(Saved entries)
☆ ☆ ☆
PR #13572, opened 2020-05-19
{Extensions} tests: do not import from absolute path

bluca:
Test files/modules are not installed. Import from the current directory, or they will
fail when running in detached mode (eg: autopkgtest in Debian/Ubuntu).

### DIFF
--- a/src/azure-cli-core/azure/cli/core/extension/tests/latest/test_wheel_type_extension.py
+++ b/src/azure-cli-core/azure/cli/core/extension/tests/latest/test_wheel_type_extension.py
@@ -11,7 +11,10 @@ import shutil
 import unittest
 
 from azure.cli.core.extension import WheelExtension
-from azure.cli.core.extension.tests.latest import ExtensionTypeTestMixin, get_test_data_file
+try:
+    from azure.cli.core.extension.tests.latest import ExtensionTypeTestMixin, get_test_data_file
☆ ☆ ☆
Task statement — What you should produce is an exact copy of the records above.

Answer to this exercise —
PR #13572, opened 2020-05-19
{Extensions} tests: do not import from absolute path

bluca:
Test files/modules are not installed. Import from the current directory, or they will
fail when running in detached mode (eg: autopkgtest in Debian/Ubuntu).

### DIFF
--- a/src/azure-cli-core/azure/cli/core/extension/tests/latest/test_wheel_type_extension.py
+++ b/src/azure-cli-core/azure/cli/core/extension/tests/latest/test_wheel_type_extension.py
@@ -11,7 +11,10 @@ import shutil
 import unittest
 
 from azure.cli.core.extension import WheelExtension
-from azure.cli.core.extension.tests.latest import ExtensionTypeTestMixin, get_test_data_file
+try:
+    from azure.cli.core.extension.tests.latest import ExtensionTypeTestMixin, get_test_data_file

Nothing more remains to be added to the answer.